Exercise details :: Which lines of the listing hold the string "Navigate"? Copy those lines.

Supplied records ::
++++++++++++++++++++
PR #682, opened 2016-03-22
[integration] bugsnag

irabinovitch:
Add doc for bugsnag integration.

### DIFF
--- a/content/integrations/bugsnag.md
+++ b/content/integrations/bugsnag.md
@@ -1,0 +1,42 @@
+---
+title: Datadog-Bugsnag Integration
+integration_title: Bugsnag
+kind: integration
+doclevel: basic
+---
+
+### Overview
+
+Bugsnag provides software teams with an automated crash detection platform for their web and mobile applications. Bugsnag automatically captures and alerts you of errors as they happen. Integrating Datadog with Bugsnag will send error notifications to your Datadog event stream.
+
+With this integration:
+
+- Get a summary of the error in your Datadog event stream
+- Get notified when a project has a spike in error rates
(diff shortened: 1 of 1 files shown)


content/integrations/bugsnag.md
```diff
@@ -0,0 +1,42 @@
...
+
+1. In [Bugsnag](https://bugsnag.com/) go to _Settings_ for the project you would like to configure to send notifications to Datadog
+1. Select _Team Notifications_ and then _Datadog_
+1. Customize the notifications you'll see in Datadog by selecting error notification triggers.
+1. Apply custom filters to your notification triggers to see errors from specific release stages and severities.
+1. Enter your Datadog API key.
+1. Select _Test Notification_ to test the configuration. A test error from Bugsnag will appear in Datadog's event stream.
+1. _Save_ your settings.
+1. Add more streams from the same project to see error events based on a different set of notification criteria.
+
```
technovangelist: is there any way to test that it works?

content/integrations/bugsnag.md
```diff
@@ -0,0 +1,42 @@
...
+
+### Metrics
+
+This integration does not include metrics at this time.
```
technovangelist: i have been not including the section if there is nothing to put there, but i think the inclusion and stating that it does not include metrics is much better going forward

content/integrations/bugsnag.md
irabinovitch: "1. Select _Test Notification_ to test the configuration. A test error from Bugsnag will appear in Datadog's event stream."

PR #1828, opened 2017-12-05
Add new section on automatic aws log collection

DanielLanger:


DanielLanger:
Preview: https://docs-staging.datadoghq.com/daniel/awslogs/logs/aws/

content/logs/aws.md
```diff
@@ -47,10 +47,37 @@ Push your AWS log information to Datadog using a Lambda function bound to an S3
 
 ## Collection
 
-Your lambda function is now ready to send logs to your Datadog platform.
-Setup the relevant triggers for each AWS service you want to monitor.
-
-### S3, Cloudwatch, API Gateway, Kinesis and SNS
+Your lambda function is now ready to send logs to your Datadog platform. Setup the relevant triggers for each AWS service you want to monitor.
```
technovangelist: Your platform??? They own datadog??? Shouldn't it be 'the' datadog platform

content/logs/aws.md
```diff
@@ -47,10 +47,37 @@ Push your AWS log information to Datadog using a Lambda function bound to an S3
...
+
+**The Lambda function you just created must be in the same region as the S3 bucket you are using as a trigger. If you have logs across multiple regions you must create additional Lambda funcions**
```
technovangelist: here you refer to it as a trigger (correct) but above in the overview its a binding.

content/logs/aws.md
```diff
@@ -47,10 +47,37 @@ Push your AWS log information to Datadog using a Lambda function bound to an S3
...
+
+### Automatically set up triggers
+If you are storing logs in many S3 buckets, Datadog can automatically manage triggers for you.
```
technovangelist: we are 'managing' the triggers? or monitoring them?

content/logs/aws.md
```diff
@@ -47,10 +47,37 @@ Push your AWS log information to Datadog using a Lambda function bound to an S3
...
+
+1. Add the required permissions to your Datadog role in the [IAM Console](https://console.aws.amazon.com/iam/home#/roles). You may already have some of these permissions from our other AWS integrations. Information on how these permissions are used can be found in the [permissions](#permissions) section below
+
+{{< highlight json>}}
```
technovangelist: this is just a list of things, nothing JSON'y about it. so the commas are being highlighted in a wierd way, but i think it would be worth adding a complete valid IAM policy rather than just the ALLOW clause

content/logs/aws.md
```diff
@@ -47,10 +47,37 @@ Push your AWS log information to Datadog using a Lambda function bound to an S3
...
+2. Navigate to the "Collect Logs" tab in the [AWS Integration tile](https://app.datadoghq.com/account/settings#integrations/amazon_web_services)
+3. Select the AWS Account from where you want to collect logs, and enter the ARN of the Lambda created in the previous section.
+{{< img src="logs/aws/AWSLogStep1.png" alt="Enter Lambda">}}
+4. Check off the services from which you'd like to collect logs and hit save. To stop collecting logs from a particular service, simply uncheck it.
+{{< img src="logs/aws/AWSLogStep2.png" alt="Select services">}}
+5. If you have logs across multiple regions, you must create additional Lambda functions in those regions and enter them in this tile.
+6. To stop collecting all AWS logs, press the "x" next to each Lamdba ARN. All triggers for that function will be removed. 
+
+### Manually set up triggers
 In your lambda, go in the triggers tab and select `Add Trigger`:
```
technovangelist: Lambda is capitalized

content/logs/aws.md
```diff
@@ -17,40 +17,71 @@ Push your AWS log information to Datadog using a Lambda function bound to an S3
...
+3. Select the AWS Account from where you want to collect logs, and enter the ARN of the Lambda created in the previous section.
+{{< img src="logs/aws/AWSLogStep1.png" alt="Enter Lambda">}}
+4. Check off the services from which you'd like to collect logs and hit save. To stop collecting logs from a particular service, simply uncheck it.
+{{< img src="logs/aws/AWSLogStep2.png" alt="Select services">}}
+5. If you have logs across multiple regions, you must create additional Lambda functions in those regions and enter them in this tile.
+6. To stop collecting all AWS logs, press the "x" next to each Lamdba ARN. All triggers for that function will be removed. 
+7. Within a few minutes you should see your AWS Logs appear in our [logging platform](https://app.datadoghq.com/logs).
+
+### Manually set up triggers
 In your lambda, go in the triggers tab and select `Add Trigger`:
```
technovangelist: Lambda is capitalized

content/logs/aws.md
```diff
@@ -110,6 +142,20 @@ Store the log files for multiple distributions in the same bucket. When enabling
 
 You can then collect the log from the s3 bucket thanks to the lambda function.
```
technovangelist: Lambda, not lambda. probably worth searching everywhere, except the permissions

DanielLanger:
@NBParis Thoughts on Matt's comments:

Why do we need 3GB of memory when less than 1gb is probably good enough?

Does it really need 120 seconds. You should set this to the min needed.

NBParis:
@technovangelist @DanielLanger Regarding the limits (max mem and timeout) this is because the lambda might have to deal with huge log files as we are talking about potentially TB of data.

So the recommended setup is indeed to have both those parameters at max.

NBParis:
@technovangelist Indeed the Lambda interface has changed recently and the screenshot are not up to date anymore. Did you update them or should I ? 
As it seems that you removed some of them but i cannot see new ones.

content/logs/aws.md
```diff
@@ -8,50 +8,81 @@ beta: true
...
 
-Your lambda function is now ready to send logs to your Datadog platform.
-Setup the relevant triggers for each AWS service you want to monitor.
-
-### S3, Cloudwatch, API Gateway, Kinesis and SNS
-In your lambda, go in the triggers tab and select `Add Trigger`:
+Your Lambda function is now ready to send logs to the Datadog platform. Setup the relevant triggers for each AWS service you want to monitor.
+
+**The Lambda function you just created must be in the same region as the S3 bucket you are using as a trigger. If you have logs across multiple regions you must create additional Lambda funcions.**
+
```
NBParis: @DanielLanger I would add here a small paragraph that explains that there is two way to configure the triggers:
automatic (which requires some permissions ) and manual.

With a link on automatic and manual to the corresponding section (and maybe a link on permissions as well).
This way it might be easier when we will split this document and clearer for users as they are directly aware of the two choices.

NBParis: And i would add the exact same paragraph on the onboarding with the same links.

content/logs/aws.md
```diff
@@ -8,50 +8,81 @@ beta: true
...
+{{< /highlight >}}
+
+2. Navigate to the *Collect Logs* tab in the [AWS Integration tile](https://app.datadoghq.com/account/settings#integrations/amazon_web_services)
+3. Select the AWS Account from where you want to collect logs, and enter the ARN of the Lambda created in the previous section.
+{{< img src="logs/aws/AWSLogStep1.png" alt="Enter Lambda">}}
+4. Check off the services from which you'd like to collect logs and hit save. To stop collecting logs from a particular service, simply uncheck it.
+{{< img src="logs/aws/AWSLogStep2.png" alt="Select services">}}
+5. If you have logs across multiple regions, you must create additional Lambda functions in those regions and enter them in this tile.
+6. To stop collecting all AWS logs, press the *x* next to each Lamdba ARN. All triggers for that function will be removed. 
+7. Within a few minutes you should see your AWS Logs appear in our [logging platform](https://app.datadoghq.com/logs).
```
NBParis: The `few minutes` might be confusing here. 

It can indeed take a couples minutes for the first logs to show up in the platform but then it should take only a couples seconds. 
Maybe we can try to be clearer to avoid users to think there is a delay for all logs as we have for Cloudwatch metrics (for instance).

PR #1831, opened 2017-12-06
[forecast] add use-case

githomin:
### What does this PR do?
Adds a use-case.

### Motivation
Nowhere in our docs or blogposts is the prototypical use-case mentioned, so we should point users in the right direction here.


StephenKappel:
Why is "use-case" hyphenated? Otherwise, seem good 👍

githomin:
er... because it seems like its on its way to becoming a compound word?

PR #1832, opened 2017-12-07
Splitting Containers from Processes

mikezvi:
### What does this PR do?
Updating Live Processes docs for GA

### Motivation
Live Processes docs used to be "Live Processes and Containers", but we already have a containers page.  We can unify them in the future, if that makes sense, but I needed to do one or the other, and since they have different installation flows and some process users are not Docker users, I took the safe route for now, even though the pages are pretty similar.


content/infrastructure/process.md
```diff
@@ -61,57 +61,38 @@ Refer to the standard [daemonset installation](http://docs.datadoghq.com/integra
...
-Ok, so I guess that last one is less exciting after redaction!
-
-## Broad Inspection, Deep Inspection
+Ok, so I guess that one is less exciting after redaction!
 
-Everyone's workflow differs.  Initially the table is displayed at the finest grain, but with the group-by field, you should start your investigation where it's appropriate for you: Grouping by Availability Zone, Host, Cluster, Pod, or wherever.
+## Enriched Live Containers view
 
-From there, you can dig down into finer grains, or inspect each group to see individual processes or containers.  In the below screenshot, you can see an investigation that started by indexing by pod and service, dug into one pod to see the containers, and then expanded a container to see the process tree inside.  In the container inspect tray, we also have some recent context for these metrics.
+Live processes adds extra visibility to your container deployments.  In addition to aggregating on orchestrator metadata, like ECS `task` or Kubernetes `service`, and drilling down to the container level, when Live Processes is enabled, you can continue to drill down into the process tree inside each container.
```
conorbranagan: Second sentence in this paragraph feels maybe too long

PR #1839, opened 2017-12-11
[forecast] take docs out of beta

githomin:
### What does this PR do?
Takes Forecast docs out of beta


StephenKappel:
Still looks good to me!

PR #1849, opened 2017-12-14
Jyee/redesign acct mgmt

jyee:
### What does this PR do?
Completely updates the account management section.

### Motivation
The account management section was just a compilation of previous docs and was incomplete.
++++++++++++++++++++
Solution to the exercise ::
+2. Navigate to the "Collect Logs" tab in the [AWS Integration tile](https://app.datadoghq.com/account/settings#integrations/amazon_web_services)
+2. Navigate to the *Collect Logs* tab in the [AWS Integration tile](https://app.datadoghq.com/account/settings#integrations/amazon_web_services)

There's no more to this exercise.